Archive for April 15th, 2009
I know that meatloaf can be stuffed so I wanted to come up with a recipe that was uniquely my own. It did not turn out quite as expected as the top split open exposing the stuffing… so next time maybe it would be best to just leave the stuffing open and not cover with the meat. But it was still very very good!
We ate a bit late tonight as we drove to the airport late this afternoon to pickup tickets for a weekend trip to New York City planned for the first part of June. The tickets were free travel vouchers from an airline error last year and only good for 1 year so we did not want them to go to waste
- 2 lb ground beef
- 1/2 onion, finely minced
- 1 egg
- 1 C bread crumps
- 1 tsp salt
- 1 tsp pepper
- 1 egg for eggwash
- 1 1/2 C mashed potatoes
- 1/2 C sauteed onions
- 1 tsp Lawry’s Seasoning salt
- 1/2 C shredded cheddar cheese
- 1/2 C frozen peas
Add all ingredients for the meatloaf in a large bowl and work with hands until well mixed.
To warm mashed potatoes (or warmed leftover potatoes) add the stuffing ingredients and blend.
Shape the uncooked meat loaf in a large cake pan or casserole dish with your hands into a hollowed out “football stadium” shape. Fill with the potato mixture, bring up the sides of the meat and close the top seam and then the ends so the meat completely seals the stuffing – or leave open.
Bake 375º for 75 minutes or until browned and juices run clear.

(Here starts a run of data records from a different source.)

PR #5279, opened 2026-06-09
Fix missing closing parenthesis in Validator.enumeration().show()

### LINKED ISSUE #5219: Validator.show for Enumeration is missing the closing parenthesis

adamw:
Fixes #5219. The show method for enumeration validators is missing a closing parenthesis in the string representation.

This test verifies the expected output format: enumeration validators should display as `in(A,B,C)` with the closing parenthesis.

### DIFF
--- a/client/sttp-client4/src/main/scalajvm/sttp/tapir/client/sttp4/ws/fs2/WebSocketToFs2Pipe.scala
+++ b/client/sttp-client4/src/main/scalajvm/sttp/tapir/client/sttp4/ws/fs2/WebSocketToFs2Pipe.scala
@@ -91,10 +91,10 @@ class WebSocketToFs2Pipe[_F[_]: Concurrent, R <: Fs2Streams[_F] with WebSockets]
         }
         .collect { case (_, Right(d)) => d }
         .unNoneTerminate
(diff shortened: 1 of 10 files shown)


adamw:
The failure is clear. Here's the summary:

---

**CI failure: `ValidatorTest` — missing closing parenthesis in `Enumeration.show`**

The test added in this PR is failing across all Scala versions and platforms (JVM, JS, Native):

```
- should show enumeration validator with a closing parenthesis *** FAILED ***
  Some("in(A,B,C") was not equal to Some("in(A,B,C)") (ValidatorTest.scala:233)
```

The test expects `in(A,B,C)` (with closing paren) but the current implementation produces `in(A,B,C` (missing `)`). The fix — adding the closing parenthesis to `Validator.Enumeration`'s `show` implementation — has not yet been applied; only the failing test was committed.

PR #5282, opened 2026-06-09
Add PATCH to CORSConfig.default allowed methods

### LINKED ISSUE #5221: Default CORS config does not allow PATCH
`CORSConfig.default` lists `GET, HEAD, POST, PUT, DELETE` as allowed methods, but not `PATCH`. Any service using `CORSInterceptor.default` will silently 403 the preflight for `PATCH` requests, which is a common method for partial-update REST endpoints (RFC 5789).

Source:

https://github.com/softwaremill/tapir/blob/88d662dabb4dbcb2a55b54ea72e88a0fdc3ce618/server/core/src/main/scala/sttp/tapir/server/interceptor/cors/CORSConfig.scala#L129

Sauteed onions and seasoning salt
Peas and shredded cheese for stuffing
Hollow out meatloaf into a football stadium shape
Place potato stuffing in the meatloaf and seal
Brush meatloaf with beaten egg on top and sides
Bake meatloaf for 75 minutes at 375º
Fried apples with dark syrup and cinnamon
The meatloaf split while baking but was still mighty good!